When the line containing "grpcwebproxy-v0.12.0-win64.exe" is reached, include it and end there; set down verbatim every line before it, starting at the top of the records.

[Opening RECORDS TO USE section]

PR #811, opened 2020-12-11
Refactor websocket handler to protect against concurrent writes

### LINKED ISSUE #713: grpcwebproxy: "panic: concurrent write to websocket connection"
I get the following error when running the grpxwebproxy service:

```
panic: concurrent write to websocket connection

goroutine 7407 [running]:
github.com/improbable-eng/grpc-web/vendor/github.com/gorilla/websocket.(*messageWriter).flushFrame(0xc00060beb0, 0xeec501, 0xeec5e0, 0x0, 0x0, 0x13da78305d1bc0, 0xc00060beb8)
	/Users/jonnyreeves/Projects/grpc-web/src/github.com/improbable-eng/grpc-web/vendor/github.com/gorilla/websocket/conn.go:591 +0x6f6
github.com/improbable-eng/grpc-web/vendor/github.com/gorilla/websocket.(*Conn).WriteMessage(0xc0004a8dc0, 0x9, 0xeec5e0, 0x0, 0x0, 0x0, 0x0)
	/Users/jonnyreeves/Projects/grpc-web/src/github.com/improbable-eng/grpc-web/vendor/github.com/gorilla/websocket/conn.go:752 +0x24c
github.com/improbable-eng/grpc-web/go/grpcweb.(*webSocketResponseWriter).ping(0xc000387920, 0xc0000cb800)
	/Users/jonnyreeves/Projects/grpc-web/src/github.com/improbable-eng/grpc-web/go/grpcweb/websocket_wrapper.go:60 +0xbd
created by github.com/improbable-eng/grpc-web/go/grpcweb.(*webSocketResponseWriter).enablePing
	/Users/jonnyreeves/Projects/grpc-web/src/github.com/improbable-eng/grpc-web/go/grpcweb/websocket_wrapper.go:46 +0xea
```

grpcwebproxy-v0.12.0-linux-x86_64
grpcwebproxy-v0.12.0-win64.exe

**What happened**
Very intermittently, the proxy process crashes with the message 
```panic: concurrent write to websocket connection```

No crash :-)

I can't reproduce this reliably, it is intermittent on our system.

According to https://godoc.org/github.com/gorilla/websocket#hdr-Concurrency this is because there must only be one writer at a time.

My guess is that the ping happened at exactly the same time as some other message.

We use both linux and windows pre-built versions of the proxies, I saw this error on linux.

### PR DESCRIPTION
**Pull request by pcj**
1. Move websocket http handler code from `wrapper.go` to `websocket_handler.go`.
2. Added `websocket_client.go` and `websocket_clienthub.go` to manage concurrent requests.
3. Broke out the reader / writer structs into separate files.
3. Refactored `webSocketResponseWriter` to send messages to the client hub rather than write to the websocket directly.

Still working on this.  Needs a proper test.

Closes #713

### CODE REVIEW

File: go/grpcweb/websocket_writer.go [hunk 1]
```diff
@@ -0,0 +1,101 @@
...
+		// See "HTTP wire protocols" section in
+		// https://github.com/grpc/grpc/blob/master/doc/PROTOCOL-WEB.md#protocol-differences-vs-grpc-over-http2
+		keyCase(strings.ToLower),
+	)
+	return th
+}
+
+func (w *webSocketResponseWriter) writeMessage(b []byte) error {
+	w.client.send <- b
+	return nil // TODO(pcj): is there a need to propagate write errors?
```
johanbrandhorst, line 91: I think at best we'll end up logging them, so we probably can just log it in the websocket writer.

go/grpcweb/websocket_writer.go
```diff
@@ -0,0 +1,101 @@
...
+}
+
+func (w *webSocketResponseWriter) flushTrailers() {
+	w.writeHeaderFrame(w.extractTrailerHeaders())
+}
+
+// Flush implements the https://golang.org/pkg/net/http/#Flusher interface.
+func (w *webSocketResponseWriter) Flush() {
+	// no-op
+}
```
johanbrandhorst, line 101: Was this always a no-op, or can we coerce the websocket writer to implement this?

johanbrandhorst (commented):
Nice work, really liking where this is going. I'm wondering, if we're using significant amounts of the code from the gorilla library, should we include a copy of their license in this directory too? Their license isn't in conflict with ours, I hope?

johanbrandhorst:
FYI https://github.com/improbable-eng/grpc-web/pull/815 was just opened as an alternative fix for the underlying issue.

pcj:
#815 looks like a simpler change.  I'll test that one out in my environment and if it seems OK, will plan to close this PR.  I did make some significant inroads on a test suite for the websocket functionality; I can contribute that as a separate PR.

johanbrandhorst:
Thanks a lot, Paul 🙏🏻, that sounds good.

[Closing RECORDS TO USE section]

#### ANSWER SPACE
PR #811, opened 2020-12-11
Refactor websocket handler to protect against concurrent writes

### LINKED ISSUE #713: grpcwebproxy: "panic: concurrent write to websocket connection"
I get the following error when running the grpxwebproxy service:

```
panic: concurrent write to websocket connection

goroutine 7407 [running]:
github.com/improbable-eng/grpc-web/vendor/github.com/gorilla/websocket.(*messageWriter).flushFrame(0xc00060beb0, 0xeec501, 0xeec5e0, 0x0, 0x0, 0x13da78305d1bc0, 0xc00060beb8)
	/Users/jonnyreeves/Projects/grpc-web/src/github.com/improbable-eng/grpc-web/vendor/github.com/gorilla/websocket/conn.go:591 +0x6f6
github.com/improbable-eng/grpc-web/vendor/github.com/gorilla/websocket.(*Conn).WriteMessage(0xc0004a8dc0, 0x9, 0xeec5e0, 0x0, 0x0, 0x0, 0x0)
	/Users/jonnyreeves/Projects/grpc-web/src/github.com/improbable-eng/grpc-web/vendor/github.com/gorilla/websocket/conn.go:752 +0x24c
github.com/improbable-eng/grpc-web/go/grpcweb.(*webSocketResponseWriter).ping(0xc000387920, 0xc0000cb800)
	/Users/jonnyreeves/Projects/grpc-web/src/github.com/improbable-eng/grpc-web/go/grpcweb/websocket_wrapper.go:60 +0xbd
created by github.com/improbable-eng/grpc-web/go/grpcweb.(*webSocketResponseWriter).enablePing
	/Users/jonnyreeves/Projects/grpc-web/src/github.com/improbable-eng/grpc-web/go/grpcweb/websocket_wrapper.go:46 +0xea
```

grpcwebproxy-v0.12.0-linux-x86_64
grpcwebproxy-v0.12.0-win64.exe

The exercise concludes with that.